Neste ano, a química invadiu até a mais tradicional festa popular brasileira. Em Recife e Olinda (PE), os carnavalescos viram desfilar bonecos gigantes das cientistas Marie Curie (1867-1934) e Johanna Döbereiner (1924-2000). Maceió assistiu ao desfile do bloco ‘AIQ bom’.

A revista Ciência Hoje e a CH On-line também participaram das comemorações com a publicação ao longo do ano de uma série de artigos e reportagens sobre química.

Química e mulheres

O AIQ foi instituído para comemorar os cem anos do Nobel de Química da polonesa Marie Curie, primeira mulher a receber o prêmio e até hoje a única a ganhar dois Nobel. Em 1903 ela foi agraciada com o de Física.

Curie foi laureada por descobrir os elementos rádio e polônio, por isolar o rádio e por estudar a natureza e os compostos desse elemento. Um século depois, a participação feminina na ciência ainda é restrita, mas elas já ocupam vários postos de liderança.

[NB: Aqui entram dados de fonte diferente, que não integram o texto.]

PR #569, opened 2015-11-13
use bundler and stop rescuing LoadError

grosser:
@mperham @petergoldstein


grosser:
@mperham @petergoldstein good to go ?

petergoldstein:
Thanks!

Além do centenário do prêmio Nobel de Química de Marie Curie, o ano de 2011 marcou a comemoração de outros episódios importantes na história da química, como os 100 anos da criação do modelo atômico de Ernest Rutherford (1871-1937).

Tendência

Em 2011 não houve nenhum feito revolucionário na química. Mesmo assim, o presidente da SBQ, César Zucco, considera que a ciência vive um momento importante em sua história por causa do caminho que tem tomado em direção à sustentabilidade ambiental. “Vivemos uma fase de transição”, afirma.

Ele explica que a tendência dos químicos de todo o mundo é buscar, cada vez mais, processos e produtos naturais em vez de investir apenas na síntese de substâncias. “Essa é uma das grandes lições que tiramos do AIQ.”

A tendência dos químicos de todo o mundo é buscar processos e produtos naturais em vez de investir apenas na síntese de substâncias

Nesse sentido, Zucco classifica as pesquisas nas áreas de nano e biotecnologia como as mais promissoras. “A utilização de fibras naturais misturadas com polímeros pode substituir o uso de metais, que são finitos, na construção de produtos”, exemplifica.

Otto Gottlieb

O ano também foi de luto para a química brasileira. No dia 20 de junho morreu, aos 90 anos, Otto Richard Gottlieb, pesquisador de origem tcheca que se naturalizou brasileiro. O cientista ficou conhecido mundialmente pelo estudo do metabolismo de plantas e produtos naturais, trabalho que rendeu a ele três indicações ao Nobel.

O químico polonês Roald Hoffmann, laureado com o prêmio em 1981, resumiu o legado de Gottlieb à CH On-line: “Otto foi um grande cientista, responsável pela formação da química de produtos naturais no Brasil”. Área que César Zucco, presidente da SBQ, considera a mais importante nos dias de hoje.